In Fig.1 left, the inter-DIBH uncertainty between the four repeated pCTs is shown for one lung cancer patients. Fig. 1 right shows the inter-DIBH uncertainty between CBCT1 and CBCT2 for one fraction for the same patients. A much larger difference is seen for CBCT scans for the selected patient. This is the case for most of the LC patients, as seen in the boxplot for the primary tumour (GTV-T) in Fig. 2. For 67%  of LC patients, larger variation was seen at CBCT in the CC direction. For all patients, the median [range] inter-DIBH motion in LR, AP and CC was 1mm [1-5], 2mm [1-8], and 3mm[0-15] at pCT and 3mm [1-11], 3mm [1-18], and 6mm [1-21] at CBCT, respectively. Our experience is that a proper introduction to DIBH is crucial for a high level of patient compliance.
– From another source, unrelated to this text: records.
PR #475, opened 2025-07-16
Added script to retrieve all used api calls

### LINKED ISSUE #474: [Feature]: Add script to retrieve all used API calls

_No response_

To know which API calls we need to implement in the backend and which may be removed from the API, we require a script that searches the whole frontend for API call usages.

Add a script that counts the used API calls.

_No response_

### Anything else?

_No response_

Slartibartfass2:
Closes #474 

## What I have made

Added a script that retrieves all used API calls in the frontend.

## Checklist

### DIFF
--- a/scripts/get-all-used-calls.js
+++ b/scripts/get-all-used-calls.js
@@ -1,0 +1,49 @@
+import fs from "fs";
+import path from "path";
+import { sync as globSync } from "glob";
+
+// Regular expression to match backendService calls
+const apiCallRegex = /backendService\s*\.\s*(\w+)/g;
+
+// Function to read file and find API calls
+const findApiCalls = (filePath) => {
+    const content = fs.readFileSync(filePath, "utf-8");
+    const matches = [...content.matchAll(apiCallRegex)];
+    return matches.map((match) => ({
+        method: match[1],
+        file: filePath,
+        line: content.substring(0, match.index).split("\n").length,
+    }));
+};
+
+// Search all files in src directory
+const srcPath = path.join(path.dirname(new URL(import.meta.url).pathname), "..", "src");
+const files = globSync(path.join(srcPath, "**/*.{js,ts,svelte}"));
+
+// Collect all API calls
+const allCalls = files.flatMap(findApiCalls);
+
+// Group by method name
+const groupedCalls = Object.groupBy(allCalls, (call) => call.method);
+
+// Print results
+console.log("API Calls Usage:");
+Object.entries(groupedCalls).forEach(([method, usages]) => {
+    console.log(`\n${method}:`);
+    usages.forEach((usage) => {
+        console.log(`  ${usage.file}:${usage.line}`);
+    });
+});
+
+// Print total and distinct counts
+const distinctMethodsCount = Object.keys(groupedCalls).length;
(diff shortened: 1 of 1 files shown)


scripts/get-all-used-calls.js
```diff
@@ -0,0 +1,75 @@
...
+
+// Regular expression to match backendService calls
+const apiCallRegex = /backendService\s*\.\s*(\w+)/g;
+
+// Function to remove comments from code
+const removeComments = (content) => {
+    // Remove single line comments
+    content = content.replace(/\/\/.*/g, "");
+    // Remove multi-line comments
+    content = content.replace(/\/\*[\s\S]*?\*\//g, "");
```
luca-schlecker, line 21: Why did you opt for `[\s\S]` instead of `.`?

scripts/get-all-used-calls.js
```diff
@@ -0,0 +1,75 @@
...
+
+// Search all files in src directory
+const srcPath = path.join(path.dirname(new URL(import.meta.url).pathname), "..", "src");
+const files = globSync(path.join(srcPath, "**/*.{js,ts,svelte}"));
+
+// Collect all API calls
+const allCalls = files.reduce((acc, file) => {
+    const calls = findApiCalls(file);
+    return [...acc, ...calls];
+}, []);
```
luca-schlecker: I think `.flatMap` is to be preferred here.
```patch
- const allCalls = files.reduce((acc, file) => {
-     const calls = findApiCalls(file);
-     return [...acc, ...calls];
- }, []);
+ const allCalls = files.flatMap(findApiCalls);
```

scripts/get-all-used-calls.js
```diff
@@ -0,0 +1,75 @@
...
+
+// Group by method name
+const groupedCalls = allCalls.reduce((acc, call) => {
+    if (!acc[call.method]) {
+        acc[call.method] = [];
+    }
+    acc[call.method].push({ file: call.file, line: call.line });
+    return acc;
+}, {});
```
luca-schlecker: I think `Object.groupBy` is to be preferred here.
```patch
- const groupedCalls = allCalls.reduce((acc, call) => {
-     if (!acc[call.method]) {
-         acc[call.method] = [];
-     }
-     acc[call.method].push({ file: call.file, line: call.line });
-     return acc;
- }, {});
+ const groupedCalls = Object.groupBy(allCalls, (call) => call.method);
```

luca-schlecker (changes requested):
Works as intended, just three minor things I noticed. 👍 This script is very helpful.

scripts/get-all-used-calls.js
Slartibartfass2: First, I have to say that I usually create such scripts via AI, as this is the best use case for it.

`[\s\S]` is not the same as `.` because the former matches newlines and the latter does not. In this case, we want to match multi-line comments, which contain newlines.

Slartibartfass2 (commented):
Thank you for the review. Great suggestions.

scripts/get-all-used-calls.js
luca-schlecker: Learned something new today. Didn't know `.` ignored newlines, the description "matches any single character" lead me to believe it wouldn't. Thank you ^^

luca-schlecker (approved):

This includes showing the patient the impact of how the EM moves, when the breath is hold multiple times, and what happens when e.g. the EM is brought into position based on lifting the lower back instead of the thoracic wall. Also ,the difference between abdominal and thoracic DIBH should be discussed. Based on this, a checklist was developed for the radiographers in order to document how the patient performs DIBH during pCT and the RTT´s uses the checklist while training the patient before start of treatment. Likewise, it seems to be important that patients know that if the DIBH is becoming exhausting they can just breath out and take a break.


Conclusion

Inter-DIBH uncertainties vary a lot between patients. For some patients, the size of the uncertainties will undermine the advantages of DIBH. DIBH-pCTs acquired before treatment do not predict the inter-DIBH uncertainty observed during treatment. Proper training of the patient is important to ensure reproducible DIBH.